Matthew Philpotts is Professor of German Cultural History and Head of Modern Languages and Cultures at the University of Liverpool. One of his principal research interests is the active agency of periodical publications, especially literary and intellectual journals, in the construction and circulation of ideas and in processes of cultural change. Having completed a periodisation project on the mid-twentieth-century (The Modern Restoration: Re-Thinking German Literary History, 2004) he co-authored with Stephen Parker the first book-length study of the legendary East German journal Sinn und Form (Anatomy of a Literary Journal, 2009). Working comparatively and adopting a sociological approach to cultural and intellectual history, he has continued to work in recent years to conceptualise the emerging field of periodical studies, editing a special ‘Theory’ issue of the Victorian Periodical Review (2015). He is a member of the core group of the European Society for Periodical Research (ESPRit) and an editor of the Journal for European Periodical Research (JEPS). He is currently completing a monograph exploring the distinctive role played by editors of intellectual magazines in twentieth-century Europe.

Myriam Salama-carr

Myriam Salama-carr

Myriam Salama-Carr is Honorary Research Fellow at the Centre for Translation and Intercultural Studies, SALC. Her research focuses on the history of translation, with particular focus on the translation of science and the transmission of knowledge. She is the author of La Traduction à l’époque abasside (Didier Erudition 1990) and the editor of Translating and Interpreting Conflict (Rodopi 2007) and of a special issue of Social Semiotics on Translation and Conflict (2007). She has co-edited a special issue of Forum (2009) on Ideology and Cross-Cultural Encounters, and of The Translator (2011) on Translating Science. She is investigator in a QNRF-funded project on the construction of an anthology of the Arabic Discourse on Translation (2015-2018) and co-editor of a Handbook on Languages at War (Palgrave series on Languages at War) to be published in 2018. She is the Director of the National Network for Translationand Chair of the Training Committee on IATIS.

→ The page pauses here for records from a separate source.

PR #170, opened 2017-11-23
Add dispatch to fpswhen for time-varying rate

saolof:
Cleaned up version of PR 164. Adds a dispatch to fpswhen so that the rate is allowed to be a signal, instead of defining a separate function. Makes a slight change to fpswhen_connect in order to make it cover both cases.

### DIFF
--- a/src/time.jl
+++ b/src/time.jl
@@ -117,6 +117,13 @@ function fpswhen(switch, rate; name=auto_name!("$rate fpswhen", switch))
     n
 end
 
+function fpswhen(switch, rate::Signal; name=auto_name!("fpswhen_rate", rate, switch))
+    #Dispatch for the case where the rate is a time-varying signal.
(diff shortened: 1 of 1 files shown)


src/time.jl
```diff
@@ -117,6 +117,13 @@ function fpswhen(switch, rate; name=auto_name!("$rate fpswhen", switch))
     n
 end
 
+function fpswhen(switch, rate::Signal; name=auto_name!("fpswhen_rate", rate, switch))
+    #Dispatch for the case where the rate is a time-varying signal.
+    n = Signal(Float64, 0.0, (switch,rate ,); name=name)
```
JobJob: Having `rate` as a parent of `n` seems reasonable. I'm curious, was it needed, or you just thought it was sensible?

saolof: The latter. I haven't tried it without rate as a parent though.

Former Co-Investigator (April 2016-September 2017)

Peter Pormann

Peter Pormann

After studying Classics, French, and Islamic Studies in Paris (Sorbonne), Hamburg, and Tübingen, I took an MA in Islamic Studies at the University of Leiden, and an M.Phil. and D.Phil in Classics at the University of Oxford (Corpus Christi College). As an undergraduate, my prime motivation in choosing Classics was to understand ‘our’ Western culture, for surely its two main roots were Graeco-Roman Antiquity and the Judaeo-Christian tradition. Little did I know that a third ‘root’, Islamic culture, is intrinsically linked to our own tradition, a fact conveniently forgotten by ideologues of different persuasions. My teaching and research therefore tries to rectify this misconception by investigating the many contacts between Muslims, Jews, and Christians writing in Greek, Latin, Hebrew, and Arabic, be it in the tenth or the twentieth century.